Where in Cyprus are you?


----------



## deks36 (May 31, 2009)

look at eures website then click links to cyprus jobs this site lists all vacancies in cyprus there is bar work on it and loads of other manual jobs etc etc 
i,ve added the link not sure if its allowed but mod will remove if not
EUROPA - EURES - Jobseekers - Search for a job


----------



## Veronica (Apr 5, 2008)

deks36 said:


> look at eures website then click links to cyprus jobs this site lists all vacancies in cyprus there is bar work on it and loads of other manual jobs etc etc
> i,ve added the link not sure if its allowed but mod will remove if not
> EUROPA - EURES - Jobseekers - Search for a job


Thats fine deks, that is a very useful site for jobseekers.


----------



## pete39 (Jan 15, 2010)

*thanks*



Veronica said:


> Thats fine deks, that is a very useful site for jobseekers.


Cheers D ill look in to that


----------



## pete39 (Jan 15, 2010)

*hi*



BabsM said:


> You have to go looking for jobs like this. There is no substitute for walking round, knocing on doors, making yourself known in the area you want to work. Don't forget to try the hotels as well. Also, try looking in the papers.
> 
> Where in Cyprus are you?


Not in Cyprus yet winding things up in UK hope to be over there bye begining of March April latest? where would be the best place to go and start looking ???


----------



## BabsM (May 24, 2008)

pete39 said:


> Not in Cyprus yet winding things up in UK hope to be over there bye begining of March April latest? where would be the best place to go and start looking ???

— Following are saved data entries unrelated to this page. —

PR #2150, opened 2025-08-11
Add jinja filter to load and dump json, yaml and toml

Josue-T:
## The problem

Iterating over complex data in template is a pain, because ne need delimiter and it's not strong solution

By example, this part of code could be simplified with jinja filters: https://github.com/YunoHost-Apps/forgejo_ynh/blob/75750de715f852989780ddb95f86d43410cc8253/scripts/login_source.sql#L34-L37

## Solution

Use json, toml or yaml serialization and decode in template with filters

## PR Status

Tested locally and it seem working

## How to test

Just made a file `test.j2` with: 
```
from json to yaml
{{ hellovar | from_json | to_yaml }}

from json to json

{{ hellovar | from_json | to_json }}

from json to toml

{{ hellovar | from_json | to_toml }}

from yaml to json

{{ hellovaryaml | from_yaml | to_json }}

from toml to json

{{ hellovartoml | from_toml | to_json }}
```
And then run `j2 test.j2 --filters /usr/lib/python3/dist-packages/yunohost/utils/jinja_filters.py`

### DIFF
--- a/helpers/helpers.v2.1.d/templating
+++ b/helpers/helpers.v2.1.d/templating
@@ -50,6 +50,25 @@
 # For a full documentation of jinja's syntax you can refer to [the official Jinja documentation](https://jinja.palletsprojects.com/en/3.1.x/templates/).
 #
 # Note that in YunoHost context, all variables are from shell variables and therefore are strings
+# To help handling complex data Jinja engine are executed with theses additional filters:
+# - from_json: load a string as Json and return an object
+# - from_yaml: load a string as Yaml and return an object
+# - from_toml: load a string as Toml and return an object
+# - to_json: serialize to string an object to Json
+# - to_yaml: serialize to string an object to Yaml
+# - to_toml: serialize to string an object to Toml
+#
+# So by example, if you want to convert a json string `$my_json` to Toml, you can to this way:
+# {{ my_json | from_json | to_toml }}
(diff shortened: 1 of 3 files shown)


helpers/helpers.v1.d/templating
```diff
@@ -61,6 +61,25 @@
...
+# To help handling complex data Jinja engine are executed with theses additional filters:
+# - from_json: load a string as Json and return an object
+# - from_yaml: load a string as Yaml and return an object
+# - from_toml: load a string as Toml and return an object
+# - to_json: serialize to string an object to Json
+# - to_yaml: serialize to string an object to Yaml
+# - to_toml: serialize to string an object to Toml
+#
+# So by example, if you want to convert a json string `$my_json` to Toml, you can to this way:
+# {{ $my_json | from_json | to_toml }}
```
alexAubin:
```suggestion
# {{ my_json | from_json | to_toml }}
```

guessing there's no $ here ?

Josue-T: Ah yes 👍

Salamandar (commented):
Although this looks quite OK in general, the hard-coded path `/usr/lib/python3/dist-packages/yunohost/utils/` doesn't feel quite right to me. We might try to find another way to pass the "installation path" of yunohost to helpers.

Have you decided where you want to live? That will have the greatest impact on where you look for work. I see Veronica has also given you the link to the Eures site.

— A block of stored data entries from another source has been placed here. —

PR #2152, opened 2025-08-12
Upgrade helper version for hook in version 2.1

Josue-T:
## The problem

We still are using helper v2.0 for hooks

## Solution

Use helpers v2.1.

Note I specified the helper version in each file to avoid to upgrade the hook version in case some apps still use helper v2.0 for hooks.

## PR Status

Can be tested, seem working

## How to test

Run the regen-conf, backup, restore


helpers/helpers.v2.1.d/backup
```diff
@@ -88,7 +95,12 @@ ynh_backup() {
     fi
 
     # Add the relative current working directory to the destination path
-    local rel_dir="${YNH_CWD#"$YNH_BACKUP_DIR"}"
+    local rel_dir
+    if [ "${YNH_CORE_SCRIPT:-}" != 1 ]; then
+        rel_dir="${YNH_CWD#"$YNH_BACKUP_DIR"}"
+    else
+        rel_dir="${YNH_CORE_BACKUP_DIR#"$YNH_BACKUP_DIR"}"
```
zamentur: Use YNH_CWD instead of YNH_CORE_BACKUP_DIR like in https://doc.yunohost.org/admin/backups/include_exclude_files

debian/postinst
```diff
@@ -32,6 +32,9 @@ do_configure() {
         if [ -d /etc/yunohost/apps/ ] && ls /etc/yunohost/apps/* >/dev/null 2>&1; then
             echo "Sounds like /etc/yunohost/installed mysteriously disappeared ... You should probably contact the Yunohost support ..."
         else
+            export YNH_CONTEXT=regenconf
+            export YNH_HELPERS_VERSION=2
+            export YNH_CORE_SCRIPT=1
```
zamentur: Remove YNH_CORE_SCRIPT and use another context var

Remove YNH_HELPERS_VERSION=2

Salamandar:
This will break restoration of old backups.

Josue-T:
should be mostly good except one thing, how to handle the backup dir because currently we use YNH_CWD to define the destination and as the core backup is called all in one by as a hook we can't set YNH_CWD for each hook.

Josue-T:
> This will break restoration of old backups.

Well, normally no because the change try to stay retro compatible. And the original path is saved in the CSV, so at the end in most of case we don't really take care of where we backup. But fee free to bring some improvement in this PR if you have a better idea of how to handle this.

helpers/helpers.v2.1.d/backup
```diff
@@ -45,7 +45,14 @@ ynh_backup() {
...
 
     # If the path starts with /var/log/$app or $data_dir
-    if [[ (-n "${app:-}" && "$target" =~ ^/var/log/$app/?\*?$) || (-n "${data_dir:-}" && "$target" =~ ^$data_dir)     ]]; then
+    if [[ \
+        # Apps backup
+        (-n "${app:-}" && "$target" =~ ^/var/log/$app/?\*?$) \
+        || (-n "${data_dir:-}" && "$target" =~ ^$data_dir) \
+        # for core backups
+        || (-z "${app:-}" && "$target" == '/home/'*) \
+        || (-z "${app:-}" && "$target" == '/var/mail') \
```
alexAubin, line 54: It's unclear why this was changed, this may change some existing behavior such as people calling something along the lines of:

```shell
BACKUP_CORE_ONLY=1 yunohost backup create
```

hoping to backup "everything" (apps and core) but without the app's core data ... with this change it would also exclude the /home/ and /var/mail dirs

(dunno how much of a big deal this is...)

alexAubin: Update: supposedly that's because the core called `ynh_backup foo 1` with the "1" corresponding to the legacy "is_big" uuueargha

hooks/backup/18-data_multimedia
```diff
@@ -22,15 +22,13 @@
...
-# Backup destination
-backup_dir="${1}/data/multimedia"
-
 if [ ! -e "/home/yunohost.multimedia" ] || [ -e "/home/yunohost.multimedia/.nobackup" ]; then
     exit 0
 fi
 
 # Backup multimedia directory
-ynh_backup --src_path="/home/yunohost.multimedia" --dest_path="${backup_dir}" --is_big --not_mandatory
+ynh_backup "/home/yunohost.multimedia"
```
alexAubin:
```suggestion
[ ! -e "/home/yunohost.multimedia" ] || ynh_backup "/home/yunohost.multimedia"
```

alexAubin (approved):
(LGTM modulo how happy the tests are)

Josue-T:
@alexAubin do you think we could merge it maybe in Trixie ?

alexAubin (approved):
I'm gonna say it looks okay to me to merge in current `dev` but we may get some surprises even though we pretty much carefully reviewed it several times

Any opinion @zamentur @Salamandar ?

zamentur:
About `set -eu` i found this commit https://github.com/YunoHost/yunohost/commit/1dece38a36bd58b3260902c6737498306bcdb219 . If i understand well `set` policy is now managed by 2.1 helpers, so may be we should discuss together to search if some things can break due to the new policy

zamentur:
Unit tests failed due to missing helpers.

I remove this from YunoHost 13 project cause it's not a requirements for trixie, in more i am not sure it's reasonable to change regen-conf on this big release.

Like I say, it will not be easy as so many people are out of work at the moment and the tourist season doesn't really start until Easter. You should also be aware that there are a lot of Eastern Europeans looking for work and they are prepared to work for almost nothing. So don't expect UK wages. It will help if you have started to learn Greek and you can offer another European Language in addition to English.


----------



## pete39 (Jan 15, 2010)

*hi Babs*



BabsM said:


> Have you decided where you want to live? That will have the greatest impact on where you look for work. I see Veronica has also given you the link to the Eures site.
> 
> Like I say, it will not be easy as so many people are out of work at the moment and the tourist season doesn't really start until Easter. You should also be aware that there are a lot of Eastern Europeans looking for work and they are prepared to work for almost nothing. So don't expect UK wages. It will help if you have started to learn Greek and you can offer another European Language in addition to English.

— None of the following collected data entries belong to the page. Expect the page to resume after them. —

PR #2156, opened 2025-08-18
Add tool to remove old, unused kernels

gabjy:
## The problem

We need a tool for the user to remove old kernels

## Solution

Adding the kernel removal process to the basic cleanup tool

## PR Status

Couldn't test with LXC; works fine on host system

## How to test

Running the added code in a Python console


src/tools.py
```diff
@@ -713,6 +713,14 @@ def tools_basic_space_cleanup() -> None:
...
     subprocess.run("rm /var/log/*.?", shell=True)
     subprocess.run("rm /var/log/*/*.?", shell=True)
+    # Removing kernel except last 2
+    output = subprocess.run("dpkg -l | grep linux-image | awk '{print$2}'", capture_output=True, text=True, shell=True)
+    kernels = output.stdout.split("\n")
+    kernels = kernels[:-4]
+    for kernel in kernels:
+        subprocess.run("apt remove -y --purge " + kernel, shell=True)
+
+    subprocess.run("update-grub2", shell=True)
```
tituspijean: I do not have that command on my server, so I do not think this is ubiquitous.

Josue-T: This could really depends if it's bar metal or lxd/lxc or an arm board.

alexAubin: Supposedly i don't think it's even needed ? As far as I understand some proper calls are inside the .deb of the kernel to auto-regen grub and whatever is needed when installing/uninstalling kernels ? (I'm only 90% sure but never had to advise people to run an explicit grub update after helping them to uninstall kernel on the forum)

tituspijean: @Josue-T ah right, I'm in LXC (but then the command would fail, which is not nice UX).

gabjy: Thanks for the inputs. I committed some changes based on them

src/tools.py
```diff
@@ -713,6 +713,22 @@ def tools_basic_space_cleanup() -> None:
     subprocess.run("rm /var/log/*/*.gz", shell=True)
     subprocess.run("rm /var/log/*.?", shell=True)
     subprocess.run("rm /var/log/*/*.?", shell=True)
+    # Removing kernel except last 2
+    uname_output = subprocess.run("uname -r", capture_output=True, text=True, shell=True)
+    running_kernel = uname_output.stdout.split("\n")[:-1]
+    dpkg_output = subprocess.run("dpkg -l | grep linux-image | awk '{print$2}'", capture_output=True, text=True, shell=True)
```
alexAubin:
```suggestion
def tools_clean_old_kernels() -> None:
    # Removing kernel except last 2
    uname_output = subprocess.run("uname -r", capture_output=True, text=True, shell=True)
    running_kernel = uname_output.stdout.split("\n")[:-1]
    dpkg_output = subprocess.run("dpkg -l | grep linux-image | awk '{print$2}'", capture_output=True, text=True, shell=True)
```

In terms of design : I think this should be a different command line action than `basic-space-cleanup` which should remain "basic", and is typically needed when `/` ran out of space. Cleaning up the old kernels is little bit more touchy, and typically is needed when `/boot/` is full.

If you agree with this, I propose this suggestion (dunno how familiar you are with github/gitlab suggestions but they can be commited from Github/Gitlab web interface, though you can also copypasta or manually apply the change yourself locally) to have it in a `tools_clean_old_kernels()` function. If you accept, it should also be added to the `actionmap.yml` in `share/` with a block like `clean-old-kernels:` in the `tools` section.

src/tools.py
```diff
@@ -713,6 +713,22 @@ def tools_basic_space_cleanup() -> None:
...
+    if dpkg_output.stdout == '':
+        print("Couldn't find installed kernels. Are you running Yunohost in LXC/LXD ?")
```
alexAubin:
```suggestion
    if not dpkg_output.stdout.strip():
        logger.info("Couldn't find installed kernels. Maybe you are running Yunohost in an LXC container ?")
        return
```

Typically we want to use `logger.info()` / `.warning()` etc. for such message :+1:. Also we can directly `return` to avoid needing an `else:` indent level

src/tools.py
alexAubin:
```suggestion
    dpkg_output = subprocess.run("dpkg -l | grep '^ii\s*linux-image' | awk '{print $2}'", capture_output=True, text=True, shell=True)
```

Syntax nitpicking, I'm more comfortable with a space between `print` and `$2` even though it works ;P

I also tweaked the grep pattern to be more accurate because `dpkg --list` actually list some package it knows about, but which are not actually installed ... the one actually installed are the lines starting with `ii`

src/tools.py
```diff
@@ -713,6 +713,22 @@ def tools_basic_space_cleanup() -> None:
...
+    else:
+        kernels = dpkg_output.stdout.split("\n")[:-4]
```
alexAubin: Hmmmm I'm not sure to understand the `[:-4]` here :thinking:  :sweat_smile: 

Also typically we probably want to use `.strip()` here before `.split()`, because we will typically get an output like : 

```python
"foo\nbar\n"
```

(note the trailing `\n`) Which will `.split("\n")` into : 

```python
["foo", "bar", ""]
```

(note the last element being empty string

src/tools.py
```diff
@@ -713,6 +713,22 @@ def tools_basic_space_cleanup() -> None:
...
+        if kernels == []:
+            print("No kernel to remove")
```
alexAubin:
```suggestion
        if kernels == []:
            logger.info("No kernel to remove")
            return
```

Similar stuff here : we can use a `return` statement to not have to use an `else` statement and save an indentation level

Dears Babs. Thanks for the info was thinking larnaca or possibly ayia napa as i think that will be were the work is, come the season i don't speak any Greek and i think my best chance would be to find some bar or PR work for one of the clubs/pubs get my foot in the door and its easier to find out the score for the rest of the year? Were would be the best place to start? and what is the general cost for accommodation?


----------



## BabsM (May 24, 2008)

Ayia Napa and the resorts in that area (Protaras, Cape Greco, Pernera, Agia Triada) are largely tourist resorts, nothing much happens there. Last year business in Ayia Napa and Protaras were very depressed because there were so few tourists. A large number of bars and pubs went out of business or just didn't open. As a result there were few casual jobs and lots of people looking for what there were. What jobs there were went to family and friends of the owners or people who would take the lowest pay. From what I have seen, I don't think the situation will be any better this year and it could be worse unless the tourists come back. 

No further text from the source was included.